____ MATERIAL FOR THE TASK

PR #6758, opened 2022-12-29
Volumes module Display options improvements and fixes

### LINKED ISSUE #6738: Volumes module w/l lock does not lock w/l slider
## Summary

In Slicer 4.11.20210226, the Window/Level lock in the Volumes module would disable all presets and the window/level mode option and values. You could not drag the slider when it was locked.

image

Starting in Slicer 5.0.3, the Window/Level lock in the Volumes module still disables all presets, but it does not disable the window/level mode option or spinboxes anymore. You can successfully drag the Window/Level slider to change the Window/Level even when in the locked state. This was likely due to the changes made in https://github.com/Slicer/Slicer/commit/1af95e000940297c5fada31251c82f3a34264960 or associated commits from the originating PR.

image

## Steps to reproduce

1. Open Slicer and load MRHead Sample data set
2. Switch to Volumes module
3. Press the "Lock" window/level button
4. Change the window/level slider and observe that window/level can still be changed.

## Expected behavior

While in the locked mode, the window/level mode and spinboxes to changes the values should be disabled to prevent moving the slider which changes the window/level. This would restore the behavior as it was in Slicer 4.11.20210226 and earlier.

## Environment
- Slicer version: Slicer 5.2.1
- Operating system: Windows

jamesobutler:
| Slicer 5.2.1 | This PR |
|--------|---------|
|image|image|

- Display presets now have a group section which is titled to indicate they are presets. The section is moved to the top as the presets change multiple display settings below (window/level/colormap)
- Window/Level locked state removed
- Window/Level widget reorganized with familiarity of Threshold widget
- Window/Level and Threshold widgets contained in a groupbox for improved clarification about which objects are for W/L vs objects for Threshold.
- Additional tooltips added to widgets in the Display section so users don't have to go to readthedocs to read more details about what they do

------------------------------------------
- `ENH: Organize Window/Level widget similar to Threshold widget` and `ENH: Organize Volumes module W/L and threshold widgets into groupboxes` changes:

| Slicer 5.2.1 | This PR |
|-------|---------|
| imageimage|imageimage|

- `ENH: Remove window level locked functionality` closes #6738

There was a bug with the window/level lock button not disabling the window/level slider due to changes made in https://github.com/Slicer/Slicer/commit/1af95e000940297c5fada31251c82f3a34264960 and associated commits. Rather than restoring this disabling functionality, the window/level lock functionality is being removed here.

Locking was originally added when left-click-and-drag used to always change Window/Level. However with the introduction of mouse modes there is no longer accidental changing of window/level with the mouse.

### DIFF
--- a/Libs/MRML/Widgets/Resources/UI/qMRMLWindowLevelWidget.ui
+++ b/Libs/MRML/Widgets/Resources/UI/qMRMLWindowLevelWidget.ui
@@ -6,8 +6,8 @@
    <rect>
     <x>0</x>
     <y>0</y>
-    <width>517</width>
-    <height>55</height>
+    <width>300</width>
+    <height>61</height>
    </rect>
   </property>
   <property name="sizePolicy">
@@ -19,46 +19,27 @@
   <property name="windowTitle">
    <string>Window Level</string>
   </property>
-  <layout class="QGridLayout" name="gridLayout" columnstretch="0,0,1,0,0">
+  <layout class="QGridLayout" name="gridLayout">
    <property name="margin">
     <number>0</number>
    </property>
    <item row="0" column="0">
-    <widget class="ctkDoubleSpinBox" name="WindowSpinBox">
-     <property name="prefix">
-      <string>W: </string>
-     </property>
-     <property name="decimals">
-      <number>2</number>
-     </property>
-     <property name="decimalsOption">
-      <set>ctkDoubleSpinBox::DecimalsByKey|ctkDoubleSpinBox::DecimalsByShortcuts</set>
+    <widget class="QLabel" name="label">
+     <property name="text">
+      <string>Window/Level:</string>
      </property>
     </widget>
    </item>
    <item row="0" column="1">
-    <widget class="ctkDoubleSpinBox" name="MinSpinBox">
-     <property name="prefix">
-      <string>Min:</string>
-     </property>
-     <property name="decimals">
-      <number>2</number>
-     </property>
-     <property name="decimalsOption">
-      <set>ctkDoubleSpinBox::DecimalsByKey|ctkDoubleSpinBox::DecimalsByShortcuts</set>
-     </property>
-    </widget>
-   </item>
-   <item row="0" column="2">
     <widget class="QComboBox" name="AutoManualComboBox">
      <item>
       <property name="text">
-       <string>Auto W/L</string>
+       <string>Auto</string>
       </property>
      </item>
      <item>
       <property name="text">
-       <string>Manual W/L</string>
+       <string>Manual</string>
       </property>
      </item>
      <item>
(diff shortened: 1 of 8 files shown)


pieper (approved):
These look like nice improvements to me - thanks! 👍

lassoan:
Looks good to me, too. Thank you!

For the future, my preference would be to squash something like this into 2 commits (1. remove lock W/L feature; 2. GUI improvement). I don't really have any strong reasons against having many small commits other than it is unnecessary, as these commits were not intended to be used separately, they were not tested independently, and they just generate noise (some more commit comments to read through).

lassoan:
@jamesobutler if you don't mind, it would be nice if you could add reference to https://github.com/Slicer/Slicer/issues/6738 in the relevant commit and squash at least the code change commit with the corresponding user manual change. Thank you!

jamesobutler:
@lassoan I've added #6738 to the relevant `ENH: Remove Window/Level locked functionality` commit.

> and squash at least the code change commit with the corresponding user manual change.

I'm not sure which code change and corresponding user manual change you are referring to. `ENH: Group and title volume display presets` which moved the location of the presets includes the user manual change in the commit already. `DOC: Fix outdated window/level range control instructions` is a doc fix that could be its own PR as it is fixing info that became outdated a while ago. None of the new changes in this PR to the Window/Level widget caused the need for this change.

jamesobutler:
`ENH: Organize Window/Level widget similar to Threshold widget` I had kept this as a separate commit just because I know qMRMLWindowLevelWidget is used in various places outside of just the Volumes module so I didn't want to include it in GUI updates with say the reorganization of the Volume Display presets. If so desired, `ENH: Group and title volume display presets`, `ENH: Organize Volumes module W/L and threshold widgets into groupboxes` and `ENH: Add tooltips to Volumes module display options` could be squashed into a single commit about the Volumes Display section GUI update. Let me know if this is desired.

jcfr:
Thanks @jamesobutler 

On my side, no issues having independent commits.

jcfr (approved):

lassoan:
Thank you for the explanations @jamesobutler, if there is a specific reason not to squash commits then it's OK.

Libs/MRML/Widgets/Resources/UI/qMRMLWindowLevelWidget.ui
```diff
@@ -19,46 +19,27 @@
...
-      <string>W: </string>
-     </property>
-     <property name="decimals">
-      <number>2</number>
-     </property>
-     <property name="decimalsOption">
-      <set>ctkDoubleSpinBox::DecimalsByKey|ctkDoubleSpinBox::DecimalsByShortcuts</set>
+    <widget class="QLabel" name="label">
+     <property name="text">
+      <string>Window/Level:</string>
```
jamesobutler, line 29: @lassoan Regarding this new string and the new tooltips added in this PR, am I missing anything related to marking it for language translating? I just realized that I didn’t do anything for it. Do I need to do anything for strings in .ui files?

lassoan: All strings properties in .ui files are translatable by default, unless marked explicitly as non-translatable. So, there is probably nothing to do. (Other than updating the translation source files on Weblate - that I'll do in a few days).

jamesobutler: Ok thanks for the info!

________

Set down the entries above again, word for word.

PR #6758, opened 2022-12-29
Volumes module Display options improvements and fixes

### LINKED ISSUE #6738: Volumes module w/l lock does not lock w/l slider
## Summary

In Slicer 4.11.20210226, the Window/Level lock in the Volumes module would disable all presets and the window/level mode option and values. You could not drag the slider when it was locked.

image

Starting in Slicer 5.0.3, the Window/Level lock in the Volumes module still disables all presets, but it does not disable the window/level mode option or spinboxes anymore. You can successfully drag the Window/Level slider to change the Window/Level even when in the locked state. This was likely due to the changes made in https://github.com/Slicer/Slicer/commit/1af95e000940297c5fada31251c82f3a34264960 or associated commits from the originating PR.

image

## Steps to reproduce

1. Open Slicer and load MRHead Sample data set
2. Switch to Volumes module
3. Press the "Lock" window/level button
4. Change the window/level slider and observe that window/level can still be changed.

## Expected behavior

While in the locked mode, the window/level mode and spinboxes to changes the values should be disabled to prevent moving the slider which changes the window/level. This would restore the behavior as it was in Slicer 4.11.20210226 and earlier.

## Environment
- Slicer version: Slicer 5.2.1
- Operating system: Windows

jamesobutler:
| Slicer 5.2.1 | This PR |
|--------|---------|
|image|image|

- Display presets now have a group section which is titled to indicate they are presets. The section is moved to the top as the presets change multiple display settings below (window/level/colormap)
- Window/Level locked state removed
- Window/Level widget reorganized with familiarity of Threshold widget
- Window/Level and Threshold widgets contained in a groupbox for improved clarification about which objects are for W/L vs objects for Threshold.
- Additional tooltips added to widgets in the Display section so users don't have to go to readthedocs to read more details about what they do

------------------------------------------
- `ENH: Organize Window/Level widget similar to Threshold widget` and `ENH: Organize Volumes module W/L and threshold widgets into groupboxes` changes:

| Slicer 5.2.1 | This PR |
|-------|---------|
| imageimage|imageimage|

- `ENH: Remove window level locked functionality` closes #6738

There was a bug with the window/level lock button not disabling the window/level slider due to changes made in https://github.com/Slicer/Slicer/commit/1af95e000940297c5fada31251c82f3a34264960 and associated commits. Rather than restoring this disabling functionality, the window/level lock functionality is being removed here.

Locking was originally added when left-click-and-drag used to always change Window/Level. However with the introduction of mouse modes there is no longer accidental changing of window/level with the mouse.

### DIFF
--- a/Libs/MRML/Widgets/Resources/UI/qMRMLWindowLevelWidget.ui
+++ b/Libs/MRML/Widgets/Resources/UI/qMRMLWindowLevelWidget.ui
@@ -6,8 +6,8 @@
    <rect>
     <x>0</x>
     <y>0</y>
-    <width>517</width>
-    <height>55</height>
+    <width>300</width>
+    <height>61</height>
    </rect>
   </property>
   <property name="sizePolicy">
@@ -19,46 +19,27 @@
   <property name="windowTitle">
    <string>Window Level</string>
   </property>
-  <layout class="QGridLayout" name="gridLayout" columnstretch="0,0,1,0,0">
+  <layout class="QGridLayout" name="gridLayout">
    <property name="margin">
     <number>0</number>
    </property>
    <item row="0" column="0">
-    <widget class="ctkDoubleSpinBox" name="WindowSpinBox">
-     <property name="prefix">
-      <string>W: </string>
-     </property>
-     <property name="decimals">
-      <number>2</number>
-     </property>
-     <property name="decimalsOption">
-      <set>ctkDoubleSpinBox::DecimalsByKey|ctkDoubleSpinBox::DecimalsByShortcuts</set>
+    <widget class="QLabel" name="label">
+     <property name="text">
+      <string>Window/Level:</string>
      </property>
     </widget>
    </item>
    <item row="0" column="1">
-    <widget class="ctkDoubleSpinBox" name="MinSpinBox">
-     <property name="prefix">
-      <string>Min:</string>
-     </property>
-     <property name="decimals">
-      <number>2</number>
-     </property>
-     <property name="decimalsOption">
-      <set>ctkDoubleSpinBox::DecimalsByKey|ctkDoubleSpinBox::DecimalsByShortcuts</set>
-     </property>
-    </widget>
-   </item>
-   <item row="0" column="2">
     <widget class="QComboBox" name="AutoManualComboBox">
      <item>
       <property name="text">
-       <string>Auto W/L</string>
+       <string>Auto</string>
       </property>
      </item>
      <item>
       <property name="text">
-       <string>Manual W/L</string>
+       <string>Manual</string>
       </property>
      </item>
      <item>
(diff shortened: 1 of 8 files shown)


pieper (approved):
These look like nice improvements to me - thanks! 👍

lassoan:
Looks good to me, too. Thank you!

For the future, my preference would be to squash something like this into 2 commits (1. remove lock W/L feature; 2. GUI improvement). I don't really have any strong reasons against having many small commits other than it is unnecessary, as these commits were not intended to be used separately, they were not tested independently, and they just generate noise (some more commit comments to read through).

lassoan:
@jamesobutler if you don't mind, it would be nice if you could add reference to https://github.com/Slicer/Slicer/issues/6738 in the relevant commit and squash at least the code change commit with the corresponding user manual change. Thank you!

jamesobutler:
@lassoan I've added #6738 to the relevant `ENH: Remove Window/Level locked functionality` commit.

> and squash at least the code change commit with the corresponding user manual change.

I'm not sure which code change and corresponding user manual change you are referring to. `ENH: Group and title volume display presets` which moved the location of the presets includes the user manual change in the commit already. `DOC: Fix outdated window/level range control instructions` is a doc fix that could be its own PR as it is fixing info that became outdated a while ago. None of the new changes in this PR to the Window/Level widget caused the need for this change.

jamesobutler:
`ENH: Organize Window/Level widget similar to Threshold widget` I had kept this as a separate commit just because I know qMRMLWindowLevelWidget is used in various places outside of just the Volumes module so I didn't want to include it in GUI updates with say the reorganization of the Volume Display presets. If so desired, `ENH: Group and title volume display presets`, `ENH: Organize Volumes module W/L and threshold widgets into groupboxes` and `ENH: Add tooltips to Volumes module display options` could be squashed into a single commit about the Volumes Display section GUI update. Let me know if this is desired.

jcfr:
Thanks @jamesobutler 

On my side, no issues having independent commits.

jcfr (approved):

lassoan:
Thank you for the explanations @jamesobutler, if there is a specific reason not to squash commits then it's OK.

Libs/MRML/Widgets/Resources/UI/qMRMLWindowLevelWidget.ui
```diff
@@ -19,46 +19,27 @@
...
-      <string>W: </string>
-     </property>
-     <property name="decimals">
-      <number>2</number>
-     </property>
-     <property name="decimalsOption">
-      <set>ctkDoubleSpinBox::DecimalsByKey|ctkDoubleSpinBox::DecimalsByShortcuts</set>
+    <widget class="QLabel" name="label">
+     <property name="text">
+      <string>Window/Level:</string>
```
jamesobutler, line 29: @lassoan Regarding this new string and the new tooltips added in this PR, am I missing anything related to marking it for language translating? I just realized that I didn’t do anything for it. Do I need to do anything for strings in .ui files?

lassoan: All strings properties in .ui files are translatable by default, unless marked explicitly as non-translatable. So, there is probably nothing to do. (Other than updating the translation source files on Weblate - that I'll do in a few days).

jamesobutler: Ok thanks for the info!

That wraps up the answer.